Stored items

--- START ---

PR #17247, opened 2024-06-27
refactor: add ability to have pipeline blockers in new streaming engine

orlp:


crates/polars-stream/src/graph.rs
```diff
@@ -82,7 +82,9 @@ impl Graph {
             send_state.extend(node.outputs.iter().map(|o| self.pipes[*o].recv_state));
 
             // Compute the new state of this node given its environment.
+            // println!("updating {}, before: {recv_state:?} {send_state:?}", node.compute.name());
```
ritchie46, line 85: debugging reminents?

orlp: Yeah, figured I'd leave them in as I'll probably need/want them soon again.

Issue #17177, opened 2024-06-25
Switch over default engine for `read_excel` from `"xlsx2csv"` to `"calamine"`


stinodego:
The calamine engine (through the fastexcel package) is the faster engine and we believe it is solid enough to be our default.

Some context here:
https://github.com/pola-rs/polars/pull/15808#issuecomment-2067944349

PR #17263, opened 2024-06-28
feat(python)!: Change default engine for `read_excel` to `"calamine"`

stinodego:
Closes https://github.com/pola-rs/polars/issues/17177

### Changes

* Set `"calamine"` as the default engine for `read_excel` for all file types, instead of only for `.xlsb` and `.xls`.
* Added a common `columns` parameter that can constrain _which_ columns are returned (ref: #17265).

### Example

```python
# new param works consistently with all engines
pl.read_excel(file_path, columns=["ColA","ColC","ColE"])
```


stinodego:
@alexander-beedie for the `columns` parameter, what happens when multiple sheets are read? Shouldn't it accept a mapping of sheet to column names?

--- END ---

» **Aim of the task**
When you answer, repeat each entry exactly as it appears above.

» **Response to this task**
PR #17247, opened 2024-06-27
refactor: add ability to have pipeline blockers in new streaming engine

orlp:


crates/polars-stream/src/graph.rs
```diff
@@ -82,7 +82,9 @@ impl Graph {
             send_state.extend(node.outputs.iter().map(|o| self.pipes[*o].recv_state));
 
             // Compute the new state of this node given its environment.
+            // println!("updating {}, before: {recv_state:?} {send_state:?}", node.compute.name());
```
ritchie46, line 85: debugging reminents?

orlp: Yeah, figured I'd leave them in as I'll probably need/want them soon again.

Issue #17177, opened 2024-06-25
Switch over default engine for `read_excel` from `"xlsx2csv"` to `"calamine"`


stinodego:
The calamine engine (through the fastexcel package) is the faster engine and we believe it is solid enough to be our default.

Some context here:
https://github.com/pola-rs/polars/pull/15808#issuecomment-2067944349

PR #17263, opened 2024-06-28
feat(python)!: Change default engine for `read_excel` to `"calamine"`

stinodego:
Closes https://github.com/pola-rs/polars/issues/17177

### Changes

* Set `"calamine"` as the default engine for `read_excel` for all file types, instead of only for `.xlsb` and `.xls`.
* Added a common `columns` parameter that can constrain _which_ columns are returned (ref: #17265).

### Example

```python
# new param works consistently with all engines
pl.read_excel(file_path, columns=["ColA","ColC","ColE"])
```


stinodego:
@alexander-beedie for the `columns` parameter, what happens when multiple sheets are read? Shouldn't it accept a mapping of sheet to column names?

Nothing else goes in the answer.